From the resulting functional annotated dataset, we first filtered variants for rarity, exonic variants, non-synonymous, stop codons, predicted functional significance and deleteriousness [33, 34]. First, the resulting functional annotated data set was independently filtered for predicted functional status (of which each predicted functional status is "deleterious" (D), "probably damaging" (D), "disease_causing_automatic" (A) or "disease_causing" (D) [44, 45, 46] from these 21 in silico prediction mutation tools. Recent evaluation of in silico prediction tools for mutation effects suggested these tools are quite similar [47]. However, the evaluation of these tools was conducted mostly in non-African populations. Here we opted for an extreme casting vote approach to retain only a variant if it had at least 17 predicted functional status “D” or “A” out of 21, as one can expect a true in silico mutant variant to similarly be reported from most of these tools. Second, the retained variants were further filtered for rarity, exonic variants, nonsynonymous mutations, yielding a final candidate list of predicted mutant and genetic modifier variants.
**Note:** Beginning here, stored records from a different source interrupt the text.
PR #136, opened 2025-03-10
DM-45619: Add support to tap_schema for generating unique key_id values

JeremyMcCormick:
## Checklist

- [x] Ran Jenkins

### DIFF
--- a/python/felis/tap_schema.py
+++ b/python/felis/tap_schema.py
@@ -27,7 +27,7 @@ import re
 from typing import Any
 
 from lsst.resources import ResourcePath
-from sqlalchemy import MetaData, Table, text
+from sqlalchemy import MetaData, Table, select, text
 from sqlalchemy.engine import Connection, Engine
 from sqlalchemy.engine.mock import MockConnection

Network and Enrichment Analysis
To find out how predicted in silico mutant and modifier genes interact with others at the systems level, we analyzed how the set of all interactive genes from knowledge-based Protein-Protein Interaction (PPI) interacted with our identified in silico mutant genes and the rest of targeted genes, respectively. This has enabled the identification of potential biological pathways in which these genes participate. To achieve this, we first mapped the identified mutant SNPs to their closest genes. We mapped genes to a comprehensive human Protein-Protein Interaction (PPI) network [48, 49] to identify sub-networks containing mutant and genetics modifier variant genes and their interactions. Using the Enrichr software [50], we examined how closely these genes within the extracted sub-networks are associated with human phenotypes and elucidate biological processes and pathways in which these genes participate, molecular functions and association with potential human phenotypes. The most significant pathway enriched for genes in the networks were selected from KEGG [51], Panther [52], Biocarta [53] and Reactome [54]. Gene ontologies, including molecular functions and biological processes, from the Gene Ontology database [55].